▶ [TASK STATEMENT]:
Your answer must consist of one number: how many lines in the records contain "socket".
RECORDS SHOWN Start Marker
PR #285, opened 2026-07-22
Add filterable file jump picker

### LINKED ISSUE #284: Add a quick file picker for large diffs
When I’m reviewing a diff with a lot of files, I often know which file I want but still have to step through the sidebar to reach it.

I’d like to add a configurable `jump_file` action, bound to `Ctrl+P` by default. It would open a small picker where typing filters the visible file paths, the normal up/down keys move through matches, and Enter loads the selected file.

My intention is to keep the patch small by following the existing theme-picker interaction and reusing the current file-tree selection and loading paths. Active annotated-only or unreviewed-only filters would still be respected.

I have a working implementation on my fork for personal use. If this fits the project direction, I’d be happy to submit it as a focused PR.

kalifg:
## Summary

- add a configurable `jump_file` action with `Ctrl+P` as the default
- filter the current sidebar’s visible paths with case-insensitive substring matching, preserving annotated-only and unreviewed-only filters
- reuse `SelectByPath` and `loadSelectedIfChanged` when jumping, while clearing pending annotation and hunk navigation
- preserve search-modal precedence so `Ctrl+P` continues to recall history while the `/` prompt is active
- cover no-match behavior, both tree filters, keyboard and mouse selection, scrolling, resizing, truncation, and modal key precedence

The picker follows the existing overlay pattern and adds no dependency or generic picker/fuzzy-search framework.

## Testing

- `make test`
- `gofmt` check
- `golangci-lint v2.11.4 run`
- `git diff --check`

Closes #284

Implemented with Codex assistance; I reviewed the diff and tested the behavior locally.


umputun (commented):
scope matches what we agreed on in #284, so I don't think any scope correction is needed, but three blocking issues need to be fixed before this can merge:

1. `app/ui/overlay/filepicker.go:168` handles `ActionDown`/`ActionUp` before `tea.KeyRunes`, and with the default keymap `j` and `k` resolve to those actions in `Model.handleModalKey`, so they move the cursor instead of entering the filter and make any query containing either letter impossible to type. Pls give unmodified printable runes filter-input priority, keep navigation actions for non-printable or modified keys, and add a model-level regression that types filters containing both `j` and `k`.

2. `app/ui/filepicker.go:22` can leave an older async load valid when the picker selects the file already on screen: if A is displayed, selecting B starts a load, and the picker selects A before B returns, `loadSelectedIfChanged` skips the load without advancing `file.loadSeq`, so the late B response passes the check in `app/ui/loaders.go:504` and replaces A. Track the requested path or reject a `fileLoadedMsg` when its path no longer matches the selected target, with a delayed-response regression for this sequence.

3. `app/ui/overlay/filepicker.go:116` renders repository paths without sanitizing the display copy, which lets filenames containing newlines, ANSI/OSC sequences, C0/C1 bytes, or bidi controls add visual rows, emit terminal controls, and break the fixed-row mouse mapping. The sanitizer in `app/ui/view.go:120` already handles this input, so pls reuse or move it for picker display while keeping the raw path for filtering and selection, then cover newline, escape/control bytes, invalid UTF-8, and bidi controls with an assertion that each entry stays on one visual row.

smaller follow-ups:

- Copilot's two comments about the Esc wording are correct and still open; in both mirrored usage docs, say that the first `Esc` clears a non-empty filter and keeps the picker open, while the second closes it.
- update `CLAUDE.md:22` to include the file picker in the `app/ui/overlay/` package description.
- add the missing `ActionJumpFile` pending-chord cleanup test in `app/ui/model_test.go`, together with Shift+wheel half-page movement and boundary tests in `app/ui/overlay/filepicker_test.go`.
- make `truncateFilePath` a method on `filePickerOverlay`, matching the project convention in `CLAUDE.md:35` and the neighboring file-tree helper.

umputun (commented):
three things block merge, the rest is minor.

round 1's blockers are closed. I re-traced each one rather than trusting the commit message: printable runes take priority now, the `requestedPath` / `canceledLoadSeq` pair drops the late response across A→B→A, A→B→C→A and reload-mid-flight, and `formatEntry` sanitizes the display copy while filtering and selection keep the raw path.

**blocking**

`app/ui/loaders.go:379` and `app/ui/overlay/filepicker_test.go:168` - golangci-lint fails on `gocritic evalOrder` and `intrange`, both on lines this PR adds, so the build job is red. Fix: `cmd := m.requestFileDiff(f); return m, cmd`, and `for range paths`.

`app/ui/overlay/filepicker.go:211` - `appendPrintableRunes` gates on `tea.KeyRunes`, but bubbletea delivers a lone space as `tea.KeySpace` (`vendor/github.com/charmbracelet/bubbletea/key_sequences.go:34`), so a typed space is dropped and no path containing one can be filtered by typing its name. A bracketed paste arrives as a single `KeyRunes` with the space inside and does work, which is why nothing caught it. Fix: accept `tea.KeySpace` and append `" "`, with a case over a path like `docs/release notes.md`.

`app/ui/overlay/filepicker.go:110` - `renderFilter` emits the query unbounded inside a box styled `.Width(f.popupWidth)` with `Padding(1, 1)`, so anything past `popupWidth-4` soft-wraps and adds a row while `handleLeftClick:274` still assumes `entriesTop = 4`. On a 34-column pane that is a 21-character filter, and past it a left-click selects the entry below the one clicked, so the wrong file opens. Fix: truncate the display copy with `runewidth.Truncate` and keep the raw `f.filter` for matching, or have `render()` record the real pre-entry row count and read that instead of the constant.

**minor**

`README.md:730`, `site/docs.html:531`, both `usage.md` copies and `docs/ARCHITECTURE.md:165` - the picker paragraph is wrong in three ways. "the configured up/down keys" do not navigate, since the shipped `j` / `k` bindings type into the filter and only the arrows move; `Esc` "clears a non-empty filter before closing" is still the pre-fix wording in the README and docs.html, though the plugin copies already say it in two steps; and the `Ctrl+P` row's "(recalls previous history while the search prompt is active)" repeats the Search table's own `↑` / `Ctrl+P` row a few lines below. Fix: say the arrows move and printable keys always filter, reuse the two-step `Esc` sentence from the plugin copies, and drop the parenthetical.

`docs/ARCHITECTURE.md:150` - the `VisibleFiles()` sentence sits at column 0 between the `FileTree` and `TOC` bullets, which terminates the list in CommonMark, so the section renders as a one-item list, a stray paragraph, then a second one-item list. Fix: fold it into the `FileTree` bullet.

`app/ui/style/resolver.go:41` - the sanitizer is a receiverless method on `Resolver`, so `view.go:122` and `filepicker.go:118` each build a throwaway `style.Resolver{}` to reach it and `Model.sanitizeFilenameForDisplay` is now a pass-through. The move also dropped the godoc rationale tying the strip set to the diff-header invariant that `.claude/rules/gotchas.md` names this function as the enforcer of. Fix: make it a package-level `style.SanitizeFilenameForDisplay`, matching `style.AnsiFg` and `diff.SanitizeCommitText`, and carry the original rationale onto it.

`app/ui/overlay/filepicker.go:137` - `truncateFilePath`'s fallback branch is a near-verbatim copy of `Model.truncateLeftToWidth` (`app/ui/view.go:127`), differing only in using `runewidth.StringWidth` where the original uses ANSI-aware `lipgloss.Width`. Fix: move `truncateLeftToWidth` into `app/ui/style` beside the sanitizer this PR already relocated, and keep only the `…/basename` preference here.

`app/ui/overlay/filepicker.go:18` - the picker calls its column constant `horizontalChrome` where both siblings use `horizChromeCols`, carries no row-map comment on `handleLeftClick` (`themeselect.go:295` spells the offsets out), and renders with `style.StyleKeyThemeSelectBox`. `.claude/rules/gotchas.md` cites `horizChromeCols` by name, so a grep on it finds two overlays of three, and re-padding what is documented as the theme selector's box silently breaks the picker's click mapping. Fix: rename to match, copy themeselect's row-map comment, and add a picker style key or give the shared one a neutral name.

`app/ui/filepicker_test.go:118` - `TestModel_JumpFilePreservesSidebarFilters` passes whether or not the picker respects the tree filters: `b.go` is index 1 in the filtered and the unfiltered list alike, so one `KeyDown` reaches it either way. Fix: send `KeyDown` twice and keep asserting `b.go`, which clamps there when filtered and moves to `c.go` when not, where `SelectByPath` fails and the jump silently no-ops.

umputun (approved):
no blockers this round. Round 2's three are closed, and I re-traced each rather than trusting the commit messages: both lint rules are fixed structurally and CI is green on 3bfc036, `tea.KeySpace` reaches the filter, and the truncated filter row keeps `entriesTop = 4` correct. The sanitizer and truncator cases moved to `app/ui/style/display_test.go` intact.

merging this now. Five minors below, none of them blocking - pick them up in a follow-up if you want to, otherwise I'll get to them.

**minor**

`app/ui/overlay/filepicker.go:139` and `:110` - `truncateFilePath`'s guards and `renderFilter` measure with `runewidth` while lipgloss paints grapheme widths, and the two disagree by a cell on VS16 sequences and regional-indicator flags, so a path carrying three or more of them clears the budget check, wraps, and shifts every row below it until a left-click opens the file above the one clicked.
Fix: `lipgloss.Width` for the `<= width` and candidate guards, `ansi.Truncate` in `renderFilter`, plus a case over a path with three VS16 graphemes at the exact budget width.

`app/ui/loaders.go:491` - `return m, tea.Batch(m.requestFileDiff(f), statsCmd)` is the same unspecified evaluation order as `:379` from last round, which got split while this one did not, and `gocritic evalOrder` only inspects direct call operands of the return so nothing caught it.
Fix: `cmd := m.requestFileDiff(f); return m, tea.Batch(cmd, statsCmd)`.

`app/ui/overlay/filepicker.go:184` - the picker deletes only on `tea.KeyBackspace`, which is DEL, so ASCII BS arriving as `tea.KeyCtrlH` falls through; on a terminal that sends BS the Backspace key still works in the search prompt, since `bubbles/textinput` binds both, and does nothing here.
Fix: accept `tea.KeyCtrlH` alongside `tea.KeyBackspace`, with a parity case.

`app/ui/loaders.go:374` - the godoc still describes only "loads the selected file if it changed", but the no-load branch now records the cancellation that makes the rejection at `:519` reachable, and that branch carries no comment while 13 callers share the side effect.
Fix: state the cancellation in the godoc and point the branch at `handleFileLoaded`.

`app/ui/style/display.go:12` - the move kept the header-invariant clause and the per-arm codepoint comments but dropped the paragraph saying the bidi and format strip is anti-spoofing rather than width math, and `TruncateLeftToWidth` lost the documented returns (`""` at budget <= 0, `"…"` at budget 1) that `display_test.go:51` still asserts.
Fix: restore those two sentences.

PR #286, opened 2026-07-22
fix(themes): resolve --theme auto from tmux client list instead of current client

kylesnowschwartz:
`--theme auto` inside tmux now reads themes from `tmux list-clients` across the whole server and picks the most recently active client that reports one, instead of asking `display-message` for the current client's `#{client_theme}`.

Why: when revdiff runs in a detached session that a `display-popup` client attaches to (the plugin launcher's tmux backend), tmux resolves the popup's own nested client as current. A nested tmux client never learns a theme, so `#{client_theme}` expands empty, the masked OSC 11 fallback also gets no answer in that topology, and detection lands on the dark default. Whether detection ran before or after the popup attach was a millisecond race, so auto themes flipped between correct and dark at random. A lost race also stalled startup for termenv's 5-second OSC timeout when stdout was a tty.

- `tmuxClientThemes()` runs `tmux list-clients -F '#{client_activity} #{client_theme}'` server-wide; the outer terminal's client always appears in that list, whichever client tmux considers current.
- `pickTmuxClientTheme()` picks the theme of the most recently active client that reports one and skips themeless clients (nested tmux clients, terminals without light/dark reporting).
- tmux < 3.5 (empty `#{client_theme}` format) and detached sessions with no attached clients fall through to the existing OSC 11 and COLORFGBG paths unchanged. Non-tmux terminals and GNU screen are untouched.

Verified on tmux 3.7b by reproducing the popup topology: with the popup client attached, the old binary resolved the dark theme on a light terminal and the fixed binary resolves the light theme. Both fall-through paths are covered by table tests in `app/termbg_test.go`.

### DIFF
--- a/app/termbg.go
+++ b/app/termbg.go
@@ -16,30 +16,38 @@ import (
 // multiplexer prefixes so the OSC query path stays enabled.
 const maskedTerm = "xterm-256color"
 
-// tmuxQueryTimeout bounds the tmux subprocess so a wedged tmux server (e.g.
+// tmuxQueryTimeout bounds each tmux subprocess so a wedged tmux server (e.g.
 // blocked on a run-shell hook) degrades to the next detection method instead
-// of stalling startup indefinitely. list-clients answers over the local
-// socket in single-digit milliseconds when healthy.
+// of stalling startup indefinitely. display-message and list-clients answer
+// over the local socket in single-digit milliseconds when healthy.
 const tmuxQueryTimeout = 500 * time.Millisecond
 
 // detectDarkBackground reports whether the terminal background is dark-ish.
 // termenv refuses to send OSC status-report queries when TERM starts with
 // "tmux" or "screen" (multiplexers historically swallowed them), so inside
 // tmux its detection never queries the terminal and always falls back to
-// "dark". two tmux-specific paths run first:
+// "dark". three tmux-specific paths run in order (tmux >= 3.5 for the first
+// two; client themes are fed by each outer terminal's native light/dark
+// reporting and need no tty):
 //
-//  1. `tmux list-clients` themes (tmux >= 3.5) — fed by each outer terminal's
-//     native light/dark reporting, needs no tty, and works no matter which
-//     client tmux considers current. The most recently active client that
-//     reports a theme wins.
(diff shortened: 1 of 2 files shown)


umputun (commented):
one minor note, otherwise the change is correct and the popup-topology fix is the right approach.

**server-wide recency pick can regress the multi-client case** (`app/termbg.go`, `detectDarkBackground` / `pickTmuxClientTheme`)

the old `display-message '#{client_theme}'` resolved through tmux's current-client lookup, which is scoped to revdiff's own session's client. `list-clients` with no `-t` enumerates every client on the server across all sessions and picks by `client_activity` recency, so a client attached to a *different* session can win. Concrete trigger: a light terminal and a dark terminal both attached to one tmux server, and the one you did not launch revdiff from is more recently active, so its theme wins and also blocks the OSC-11 fallback. Equal one-second-resolution timestamps then fall to arbitrary list order (the `equal activity keeps first listed` test codifies that).

minor: cosmetic and recoverable via `--theme`, and the trigger is niche. A current-client-first hybrid removes the regression at ~zero cost while keeping the popup fix intact:

```go
if dark, ok := parseTmuxClientTheme(tmuxClientTheme()); ok {   // display-message, current client
    return dark
}
if dark, ok := pickTmuxClientTheme(tmuxClientThemes()); ok {   // server-wide fallback
    return dark
}
return termenv.NewOutput(os.Stdout, termenv.WithEnvironment(tmuxEnviron{})).HasDarkBackground()
```

in the popup topology the current client is the themeless nested client, so `display-message` returns empty, falls through to the server-wide pick, and the outer client still wins. The startup race and 5s OSC stall stay gone because the fast `list-clients` runs before OSC. In a normal pane `display-message` resolves the launching session's client directly and never reaches `list-clients`, so an unrelated session cannot win. This keeps both helpers and both test suites. Your call whether the single code path is worth accepting the niche case as-is.

kylesnowschwartz:
Applied in 97bc3bc. `display-message` runs first and scopes normal-pane launches to the launching session's client; the server-wide `list-clients` scan only runs when the current client reports no theme, which is the popup topology. Re-verified both cases on tmux 3.7b: a normal pane resolves through the current client, and a popup-attached detached session falls through to the server-wide pick and gets the outer terminal's theme.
RECORDS SHOWN End Marker
▶ [RESULT FOR THIS TASK]:
2